It comes shortly after the world’s the biggest investment fund said it would vote for shareholder proposals at Chevron and Exxon Mobil‘s respective annual meetings on Wednesday.
The resolutions seek to compel the U.S. oil majors to align their climate targets with the landmark Paris Agreement and commit to absolute carbon emission cuts by 2030.
Norway’s oil fund had refused to back similar shareholder proposals tabled in recent weeks at European oil majors, such as BP and TotalEnergies.
The fund says it assesses every shareholder proposal individually and notes there are differences between how European and U.S. oil majors tackle the Scope 3 emissions generated by customers’ use of their oil and gas.
“We are a particularly active owner when it comes to climate,” Carine Smith Ihenacho, chief governance and compliance officer at Norges Bank Investment Management, told CNBC via telephone.

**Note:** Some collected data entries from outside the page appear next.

PR #5601, opened 2024-01-12
redirect digitaledition to contribute for VAT affected countries

GHaberis:

We have a redirect to send users affected by VAT compliance issues from `/subscribe/digital` to `/contribute`, however `/subscribe/digital` has been updated to `/subscribe/digitaledition`, so the redirect needs updating.

The list of countries affected by the VAT issue also needed updating, with many more countries added. We have multiple hardcoded references to the list at the moment, it may be worth pulling this from a central location at some point.


GHaberis:
@jamesgorrie and I had a chat about the maintentance overhead of having this list of countries in multiple places and have a proposed improvement to use the list in RRCP as the default going forward, this will be in a follow-up PR.

jamesgorrie (approved):

PR #5609, opened 2024-01-16
fix: run threeTierCheckout test on contribution or  weekly pages with relevant URL param

jamesgorrie:
# What does this do?

Updates the `canRun` function of the `threeTierCheckout` to run on contribution pages and the weekly checkout with the `isThirdTier=true` URL parameter.

# Why are you doing this?

Adding the new `isThirdTier=true` URL param allows us to

- Let the Weekly checkout know it should include the Support+ subscription
- Include a person in the test with this parameter
- Gives us a signal to pass the upstream `/create` endpoint & step functions that it should include the Subscriber+ contribution


paul-daniel-dempsey (approved):
Makes sense to me, great usage of canRun with `isThirdTier` incorporated for GW checkout.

Established in the 1990s to invest the surplus revenues of Norway’s oil and gas sector, the fund said last year that it would take a tougher line on companies that failed to adopt credible climate plans.
It may come to a point where we feel the company is absolutely not listening to us, they are not reporting anything, we see no changes, we may then sell out.
Carine Smith Ihenacho
Chief governance and compliance officer at Norges Bank Investment Management
“We clearly said it is in our long-term interest that the companies in our portfolio will get to net zero by 2050 because, for our financial returns in the long term, we think that will be beneficial,” Ihenacho said, reflecting on the fund’s 2025 climate action plan.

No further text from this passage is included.